> Except you don't want any updates, no bug fixes, no improvements, no new features.
As A user I care for stability first, everything else comes after. But with subscriptions I don't know anything about what will be next year, or the year after. Updates are a promise, but no guarante. More likely with a stable income the developer has no stress to push out updates and get's lazy at the point. At which point the user is trapped in with a software which he needs to pay for, without getting any aditional benefit for it.
It would be different if the app offers a service which justifies subscriptions, like a cloud-service which creates cost. But it seems this app is classical desktop app. No benefit after first install, no change either. Updates might be worthful, or more likely they will be not.
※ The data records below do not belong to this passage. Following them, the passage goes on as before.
PR #467, opened 2026-05-12
fix(frontend): bind swap quotes to wallet

its-everdred:
# Problem
Frontend-hosted wallet swaps were failing immediately at execution time with a recipient mismatch error.

This started after [#434](https://github.com/ethereum-optimism/actions/pull/434), which changed `wallet.swap.execute(...)` to fail when a quote is bound to a different recipient instead of silently rewriting the recipient during execution.

The frontend wallet path was still generating swap quotes through the read-only actions namespace instead of the wallet namespace. That produced swap calldata bound to a placeholder recipient rather than the active wallet address, so execution was rejected before the transaction could be submitted.

The server-wallet path also dropped the selected swap provider during execution, which could cause quote selection and execution to diverge.

# Solution
Generate frontend-wallet swap quotes through `wallet.swap.getQuote(...)` so the recipient is bound to the connected wallet before execution.

Forward the selected provider through the server-wallet execute path so quote selection and execution stay aligned across wallet modes.

Added a regression test covering the frontend-wallet quote path.

### DIFF
--- a/packages/demo/frontend/src/components/earn/EarnWithFrontendWallet.tsx
+++ b/packages/demo/frontend/src/components/earn/EarnWithFrontendWallet.tsx
@@ -1,11 +1,7 @@
-import { encodeFunctionData, type Address } from 'viem'
 import type {
   Wallet,
-  SupportedChainId,
-  Asset,
   ReactProviderTypes,
 } from '@eth-optimism/actions-sdk/react'
-import { mintableErc20Abi } from '@/abis/mintableErc20Abi'
 import { getBlockExplorerUrl } from '@/utils/blockExplorer'
 import Earn from './Earn'
 import {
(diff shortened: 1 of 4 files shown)


packages/demo/frontend/src/components/earn/EarnWithFrontendWallet.tsx
```diff
@@ -47,96 +153,7 @@ export function EarnWithFrontendWallet({
...
-          const assets = actions.getSupportedAssets()
-          const assetIn = assets.find(
-            (a) => a.address[params.chainId] === params.tokenInAddress,
-          )
-          const assetOut = assets.find(
-            (a) => a.address[params.chainId] === params.tokenOutAddress,
-          )
-          if (!assetIn || !assetOut) return null
-
-          return await actions.swap.getQuote({
```
its-everdred, line 127: This line was the issue, instead we now do `wallet.swap.getQuote()` which generates the quote specific to the wallet.

tremarkley (approved):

Usage alone justifies no fee. Updates are a separate part which should call for separate fees. Everything else is just harmful. Jetbrains, the IDE-developer got this right with their subscription-system (after vocal compains). You pay for the software once and can pay regular again to receive updates. Without the fee, you will stay on the version that you got with the last payment. Additionally payments shrink over time, so good customers get some additional benefit for staying with the company.
This is a fair solution, because the user has the safe solution that their software will not become unusable some day, while they still get a real benefit for paying the fee.
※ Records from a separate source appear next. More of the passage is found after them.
Issue #468, opened 2026-05-18
Borrow: AaveBorrowProvider end-to-end


its-everdred:
## Goal

Add full Aave borrow support as a first-class `BorrowProvider`, parallel to the existing Morpho borrow implementation, and make it work end to end through the SDK, demo backend, and demo frontend.

Aave should be configurable as a borrow provider anywhere the borrow domain is already used today: SDK actions namespace, wallet namespace, backend endpoints, and the user-facing borrow tab.

> [!WARNING]
> Aave is much more restrictive than Morpho for demo-market construction. We cannot freely create arbitrary Aave markets for `USDC_DEMO`, `OP_DEMO`, or vault-share collateral on the demo testnet. The demo may need a clever emulation strategy: use real Aave testnet reserves where available, wrap/mock only the display and price-feed layer, seed supported assets through faucets, or add a local/demo adapter that exercises the SDK/backend/frontend Aave flow without pretending custom demo assets are real Aave reserves. Make this explicit in the implementation plan before wiring the frontend.

### 1. SDK provider

Add `AaveBorrowProvider` under the borrow domain.

Expected shape:

- Extend the existing `BorrowProvider` base class.
- Register `aave` in `BORROW_PROVIDER_NAMES` / `BorrowProviders`.
- Export `AaveBorrowProvider` from the public SDK entry points.
- Wire `borrowModule.buildProviders()` so `config.borrow.aave` constructs the provider.
- Reuse or hoist shared Aave protocol pieces from the lend provider where appropriate: addresses, Pool ABI, WETH gateway/native ETH behavior, reserve metadata, health/account reads.
- Keep provider-specific code thin: protocol calls, Aave-specific encoding, Aave-specific position math, and Aave-specific quirks only.
- Support the standard borrow surface: `getMarkets`, `getMarket`, `getPosition`, `getQuote`, `openPosition`, `closePosition`, `depositCollateral`, `withdrawCollateral`, and `repay`.
- Preserve base-class validation, amount handling, approvals, receipt shape, and namespace routing semantics.

### 2. Aave market and position semantics

Map Aave reserve/account data into the generic borrow types without leaking Aave internals into the public borrow surface.

Implementation needs to decide and document:

- How an Aave borrow market is identified in `BorrowMarketId`.
- How collateral asset + debt asset pairs are represented when Aave exposes reserves independently rather than Morpho-style isolated markets.
[...]

PR #489, opened 2026-06-01
AaveBorrowProvider SDK support

its-everdred:
## Problem

Morpho supports lend + borrow, but Aave supports lend only — there is no Aave borrowing.

## Solution

AaveBorrowProvider — SDK (#468)

- Aave V3 borrow provider, parallel to Morpho — pure real-Aave, no demo logic.
- Shared `actions/shared/aave/` (addresses + Pool ABI) reused by lend and borrow.
- `aave-v3` market variant: discriminated `BorrowMarketId`/`BorrowMarketConfig` + synthetic `computeAaveBorrowMarketId`.
- Reads via multicall (reserve/account data, oracle); writes `borrow`/`repay`/`supply`/`withdraw`, native ETH via WETH gateway, full-repay via `maxUint256`.
- `depositCollateral` supports `max`.
- Provider registered + public exports + changeset.

SDK suite green; repo-wide typecheck / lint / build clean.


packages/sdk/src/actions/borrow/core/internalParams.ts
```diff
@@ -82,7 +82,7 @@ export function buildDepositCollateralInternalParams(
     walletAddress: base.walletAddress,
     options: params.options,
     approvalMode: base.approvalMode,
-    amountWei: toAmountWei(
+    amount: toAmountWeiOrMax(
```
its-everdred: this PR also adds the ability to deposit all collateral via max instead of forcing the caller to check wallet balance first, and then pass the value. `max` already exists on `withdrawCollateral`

packages/sdk/src/actions/borrow/core/BorrowProvider.ts
```diff
@@ -67,6 +64,13 @@ export abstract class BorrowProvider<
     super(config, chainManager, settings)
   }
 
+  /**
+   * The `BorrowMarketId` discriminator this provider services. Lets the
+   * namespace route a market to its provider by kind without naming concrete
+   * providers, and is the fallback when a provider carries no market allowlist.
+   */
+  public abstract get marketKind(): BorrowMarketId['kind']
```
its-everdred, line 72: Not sure I love this approach, created an [issue](https://github.com/ethereum-optimism/actions/issues/493) to reconsider.

packages/cli/src/demo/config.ts
```diff
@@ -9,7 +9,7 @@ import { getDemoChains } from '@/demo/chains.js'
 import {
   AaveETH,
   GauntletUSDCDemo,
-  MorphoUSDCBorrowDemo,
+  MorphoUSDCBorrowOPDemo,
```
jefr90, line 12: Why the rename here? Just curious

packages/sdk/src/actions/borrow/core/BorrowProvider.ts
jefr90: What to you feel may be a better option here?

packages/sdk/src/actions/borrow/providers/aave/presentation.ts
```diff
@@ -0,0 +1,260 @@
...
+
+// Aave fixed-point units: ray 1e27, wad 1e18, bps 1e4 (= 100%).
+// https://github.com/aave/aave-v3-core/blob/master/contracts/protocol/libraries/math/WadRayMath.sol
+const RAY = 10n ** 27n
+const BPS = 10000n
+
+/** Ray rate to decimal fraction (e.g. 0.035). */
+export function rayToFraction(ray: bigint): number {
+  // 1e6 fixed point preserves precision before Number().
+  return Number((ray * 1_000_000n) / RAY) / 1_000_000
```
jefr90: Should we also have constants for `1_000_000n` and `1_000_000`? Small nit

packages/sdk/src/actions/borrow/core/quote.ts
```diff
@@ -0,0 +1,58 @@
...
+
+export interface AssembleBorrowQuoteArgs {
+  provider: BorrowProviderName
+  action: BorrowAction
+  recipient: Address
+  /** Converted position before the action, or `null` for a fresh open. */
+  positionBefore: BorrowMarketPosition | null
+  /** Converted position after the action lands on-chain. */
+  positionAfter: BorrowMarketPosition
+  quoteAmounts: { borrowAmountRaw?: bigint; collateralAmountRaw?: bigint }
```
jefr90: Since both attributes for `quoteAmounts` are optional, should `quoteAmounts` itself be optional as well?

jefr90 (approved):
Couple questions, rest LGTM

packages/cli/src/demo/config.ts
its-everdred: good q! Aave borrow markets can take in 1 input lend asset and use it as collateral to borrow N output assets.  Meanwhile, morpho-blue borrow markets are 1:1. This particular borrow market will only take in USDC and let you borrow OP, so i want to make that distinction clear.

packages/sdk/src/actions/borrow/core/quote.ts
its-everdred: Good catch! Kept the container required since every action emits at least one amount, but tightened the type to a union so at least one is now required at compile time, rather than allowing an empty {}.

packages/sdk/src/actions/borrow/providers/aave/presentation.ts
its-everdred: yes, good call, done

its-everdred:
> What do you feel may be a better option here?


@jefr90 so far we've been differentiating and determining market providers based on the shape of the MarketConfig object, avoiding the need to label specific markets with specific provider names. I backed into this solution because our approach was beginning to feel cumbersome. the ticket i spun out for this is to review all providers and market types (lend/borrow/swap) and if we do want to continue to go with this labeling approach, we should commit fully and implement for all other market types, not just aave/morpho borrow markets.

its-everdred:
Merging as it's needed for the next PR, feel free to continue commenting and I can roll fixes into #490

Users are not trapped in with NotePlan. If your are not satisfied with the service, you can cancel, so my incentive is to retain you on the grounds of providing good software. And NotePlan is designed in a future-proof way. Your notes are saved as plain text files, you can open them even with TextEdit.
Besides the full-time development of the app, you also get quick, direct support. Try that with most one-time payment software. I sit down and reply to emails every day for 2-3 hours.
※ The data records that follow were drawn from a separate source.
PR #490, opened 2026-06-01
AaveBorrowProvider demo integration

its-everdred:
## Problem

Morpho supports lend + borrow, but Aave supports lend only — there is no Aave borrowing.

## Solution

AaveBorrowProvider — demo integration (#468). Stacked on #489.

aave-borrow

- Real Aave borrow on OP Sepolia, mirrored as `USDC_DEMO` on Base Sepolia (mint on borrow, remove on repay) — backend and in-browser (Turnkey) wallet paths; silent, best-effort.
- Lend = collateral: Morpho lend shares auto-pledged via reconciliation, so you borrow against the full lend; borrow draws against existing collateral (never auto-pledges).
- Health from one (stub) price source so borrowing always raises LTV; repay gated on held debt-asset balance with a "get more" prompt.
- `aave-v3` threaded through frontend marketId helpers; Aave market + `USDC` in demo config/allowlists.
- Fully-repaid positions hidden; Repay disabled at zero debt; withdraw Max no longer false-liquidates.
- Sticky nav + activity sidebar; landing page: Aave/Morpho borrow logos, "OP Stack chains", dynamic year, wider logo spacing.

## Demo magic

Two protocol designs need different sleights to present one clean "borrow against your lend" flow:

- **Morpho is isolated markets → emulated with two markets.** "Lend, then borrow against it" is stitched from a lend **vault** (deposit `USDC_DEMO` → vault shares) plus a separate Morpho Blue **borrow market** whose collateral token *is* those vault shares. Problem: the lent shares sit in the vault, not the borrow market, so they aren't usable as collateral. Fix: on the borrow tab we auto-pledge the vault shares to the borrow market (reconciliation), so you borrow against your full lend, and "Lent Balance" sums in-vault + pledged shares.
- **Aave is one shared pool → emulated with two USDCs.** The demo borrows **real USDC** against real ETH on OP Sepolia, Aave doesn't support permissionless asset markets additions. The demo economy is denominated in **`USDC_DEMO`** (a mintable mock on Base Sepolia). Problem: borrowing real USDC gives the user nothing spendable in the demo. Fix: mirror the two — mint `USDC_DEMO` 1:1 after the real borrow and remove it (transfer to a dead sink) after the repay — so the user holds/spends `USDC_DEMO` while the real debt lives on Aave.
- **Prices are stubbed.** Health and LTV are computed from a single local stub price source rather than each protocol's live oracle. This keeps borrowing's effect on the health bar predictable and the two demo economies comparable, and deliberately avoids wiring real per-protocol price feeds in this PR. A shared price provider can replace the stub later.


packages/cli/src/demo/markets.ts
```diff
@@ -52,8 +82,6 @@ export const MorphoUSDCBorrowOPDemo: BorrowMarketConfig = {
   name: 'Demo dUSDC / OP',
   collateralAsset: USDC_DEMO,
   borrowAsset: OP_DEMO,
-  borrowProvider: 'morpho',
-  lendProvider: 'morpho',
```
its-everdred, line 56: these were unnecessary.

jefr90 (approved):
lgtm 🔥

Further, your suggested model is not possible with the AppStore. Updates go through without license checks.
Plaintext is worthless if you lack the business-logic used to utilize it. Your vendor lockin is the software itself, it's abilities and the users habits and workflows building on it.
True, it's not a strong lockin, but for 99% of all new users it's the major reason to avoid your software. Which is ok, you should know your numbers best, but you should be also aware that this price-model does kill off your growth completly in the area of casual & random users. So I hope for your your community has enough harddie-fans who will still go with this.
> you also get quick, direct support.
How many percent of the users make even use of this? More than 1%?
> Further, your suggested model is not possible with the AppStore. Updates go through without license checks.
That's not really true, though yes, not possible as directly as described. But there are many ways to reach similar effects even with the app store.